Editorial Comment: The end of Didymus Mutasa Dydimus Mutasa
Dydimus Mutasa

Dydimus Mutasa

Former Zanu-PF secretary for administration, Didymus Mutasa’s spectacular fall is now complete.
On Tuesday, the Speaker of the National Assembly, Advocate Jacob Mudenda announced that Mutasa, and his relative, ex-Zanu-PF Hurungwe West MP, Temba Mliswa, were no longer MPs. This followed the duo’s expulsion from the revolutionary party for various transgressions, among them attacking the Zanu-PF congress held in December and advancingformer Vice-President, Joice Mujuru’s factional politics.

Shortly after Zanu-PF had fired them, the party’s secretary for administration, Cde Ignatius Chombo formally wrote to Adv Mudenda notifying him of the party decision. In terms of the constitution, any MP elected on the ticket of a party ceases to be a legislator as soon as he or she ceases to be member of the sponsoring party.

As highly expected, Adv Mudenda therefore declared Mutasa and Mliswa duly expelled from the National Assembly.

“It’s vital,” said Adv Mudenda, “that at this point I mention that the notification to the Speaker by the party that a member has ceased to represent its interest in the National Assembly and Parliament is all that’s required at law to create a vacancy and for the Speaker to declare the seat vacant.

“The duty of the Speaker after receipt of the notification was clearly explained in the case of Abednico Bhebhe and others versus the chairman national disciplinary committee (MDC) HCB 85/2009 by Justice Cheda that upon receipt of the notification, the Speaker of the National Assembly is constitutionally bound to declare the seat in question vacant. Honourable members, to that extent, the position of the Constitution is unambiguous regarding the declaration of a vacant parliamentary seat. Consequently, vacancies have arisen in Headlands and Hurungwe West by operation of the law.”

He went on to dismiss Mutasa’s letter to him in which the former Politburo member claimed that his sacking from Zanu-PF was unwarranted and illegal. The Speaker said he would not involve himself in internal party disputes.

The precedent that Adv Mudenda cited is compelling. It arose in August 2008 when, during the election of the Speaker, MDC MPs, among them Abednico Bhebhe voted for MDC-T candidate, Lovemore Moyo, not their own, Paul Themba Nyathi. MDC responded by firing the MPs from the party for defying its directive on how to vote in the election. The High Court confirmed that party’s decision.

For that reason, Mutasa and Mliswa’s fate was sealed well before Adv Mudenda spoke on  Tuesday.

MDC-T has drawn parallels between this Zanu-PF case and the MDC-T one in which the British-backed movement sought the Speaker’s view on 18 of its former lawmakers who had defected to former secretary general, Tendai Biti’s MDC Renewal Team.

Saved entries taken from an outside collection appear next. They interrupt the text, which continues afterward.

PR #4754, opened 2025-08-17
chore(zero-cache): run a pg (container) per vite worker

darkgnotic:
For the zero-cache PG tests, run a pg container per vite worker (i.e. subprocess) rather than per project (e.g. pg-15, pg-16, pg-17), using the [Per Scope Test Context](https://vitest.dev/guide/test-context.html#per-scope-context-3-2-0) feature of vite.

The theory is that isolating PG access to a single thread / process will reduce "Invalid snapshot identifier" flakiness in the PG tests.


arv:
LGTM

Was this the magic saude?

PR #4755, opened 2025-08-17
chore(zero-cache): increase vitest timeouts, disable isolation

darkgnotic:
Disable vitest isolation so that a single worker can run multiple files. Increase default timeouts.

### DIFF
--- a/packages/zero-cache/vitest.config.ts
+++ b/packages/zero-cache/vitest.config.ts
@@ -23,6 +23,13 @@ export function configForVersion(version: number, url: string) {
         reporter: [['html'], ['clover', {file: 'coverage.xml'}]],
         include: ['src/**'],
       },
+      poolOptions: {
+        forks: {
+          isolate: false,
+        },
+      },
+      testTimeout: 20000,
+      hookTimeout: 20000,
     },
   });
 }


packages/zero-cache/vitest.config.ts
```diff
@@ -23,6 +23,13 @@ export function configForVersion(version: number, url: string) {
         reporter: [['html'], ['clover', {file: 'coverage.xml'}]],
         include: ['src/**'],
       },
+      poolOptions: {
+        forks: {
+          isolate: false,
```
arv, line 28: Why does this help? Would it not cause me trouble if the tests are not isolated?

arv (approved):
If it works it works but I do not understand why this would work

packages/zero-cache/vitest.config.ts
darkgnotic: I'm attempting to reduce the number of pg containers by increasing the number of files that are used for a single worker, based on https://vitest.dev/guide/test-context.html#per-scope-context-3-2-0

> The worker scope will run the fixture once per worker. The number of running workers depends on various factors. By default, every file runs in a separate worker, so file and worker scopes work the same way.
>
> However, if you disable [isolation](https://vitest.dev/config/#isolate), then the number of workers is limited by the [maxWorkers](https://vitest.dev/config/#maxworkers) or [poolOptions](https://vitest.dev/config/#pooloptions) configuration.

I'm not really sure if it makes any difference.

PR #4758, opened 2025-08-18
chore: Run JS CI Tests on larger runner

arv:


arv:
Our self-hosted runner is only used by perf tests.

The Github provided larger runners is a github feature and we have to pay github instead of amazon.

I feel more comfortable to use GH here to manage our runner than having to manually manage this on EC2.

arv:
Summary of changes:

- Added to GH hosted runners. Both are ARM64 with "8-core · 32 GB RAM · 300 GB SSD".
  - The "test" one allows 50 concurrent jobs.
  - The "perf" one only allows 1 job. This is to reduce the flake.
- Change all the perf tests to use the perf runner (even the old replicache one)
  - This means we can retire the self hosted AWS/EC2 one.
    - But lets wait a little to see price and stability.

PR #4761, opened 2025-08-18
chore(zero): do not transform custom queries more than once

tantaman:
Calling the API server every single time we sync pipelines or add a custom query that has already been transformed can cause unexpected behavior on the client.

The issue is that once a client has `gotten` a query, a re-transform on the server could flip it into an `error` state due to the user's API server not responding or returning an error. We should not re-transform queries that are already running.

This PR updates `view-syncer` to not transform a custom query if the pipeline driver is already running that query.

The PR takes a minimally invasive approach by acting as if the transformation call was made when a query, with the same id, is already running.

I don't understand how often `syncQueryPipelineSet` is called (but it shouldn't matter with the approach taken here). Would appreciate some insight on that.

--
We'll eventually prefix the custom query id with client id so each client will cause a transform of its own query requests.

### DIFF
--- a/packages/zero-cache/src/services/view-syncer/pipeline-driver.test.ts
+++ b/packages/zero-cache/src/services/view-syncer/pipeline-driver.test.ts
@@ -683,7 +683,52 @@ describe('view-syncer/pipeline-driver', () => {
         startTimer(),
       ),
     ];
-    expect(pipelines.addedQueries()).toEqual(new Set(['hash1']));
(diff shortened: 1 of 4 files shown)


darkgnotic:
> I don't understand how often syncQueryPipelineSet is called (but it shouldn't matter with the approach taken here). Would appreciate some insight on that.

syncQueryPipelineSet is called for all incremental advancements, i.e. whenever a transaction is committed to the replica.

We argue there is absolutely no similarity between them.

In the MDC-T case Biti states that the MDC-T faction led by Morgan Tsvangirai cannot expel him and his 17 colleagues from Parliament because he (Biti) had actually fired Tsvangirai from the party.  At the same time, Tsvangirai asserted that it was his group that had fired Biti and company and thus should be removed from Parliament. In this situation, it was impossible, the Speaker thought, to see who was in charge and who could legally cause the removal of whom from the House, thus he referred the matter to the courts.

In the Zanu-PF situation, there is no reason anyone can doubt who is in charge and who can legitimately communicate with Parliament on official matters such as the Mutasa and Mliswa one.  Mutasa is just an isolated, bitter man who is refusing to come to terms with his dramatic fall.

He approached the court on Tuesday with what looks like an equally incompetent case, challenging his and former ruling party spokesman, Rugare Gumbo’s expulsion from Zanu-PF and Parliament.  Furthermore, they want the December congress nullified and the compromised political structures that existed before that convention reinstated.  They raise a string of purported violations of their constitutional rights as well.

We leave the High Court to decide on the application, but Mutasa and Gumbo admit in their papers that they filed it beyond the permissible period of eight weeks. Theirs came after 12 weeks, a whole four weeks late. Even before its merits are considered, the duo’s application can collapse on that technicality.

There are countless precedents of matters failing in the courts on technical grounds, for procedural imperatives are as critical as substance.

Mutasa and Gumbo, cite, as one of the reasons why they filed their papers late, that “all” local lawyers were “afraid of being associated with our court application.” Many will find this excuse ridiculous and bizarre. Tsvangirai never faced this strange challenge in the dozens of court applications he has filed against Zanu-PF since 2000. In our view, the only reason why they struggled to get lawyers is because those they approached saw the futility of their case, not that they were afraid of anything.

Zimbabwe has no shortage of lawyers who want to represent anyone against Zanu-PF, as long as those seeking their services are willing and able to pay.

There is a whole network of lawyers who got rich this way and still wants more money.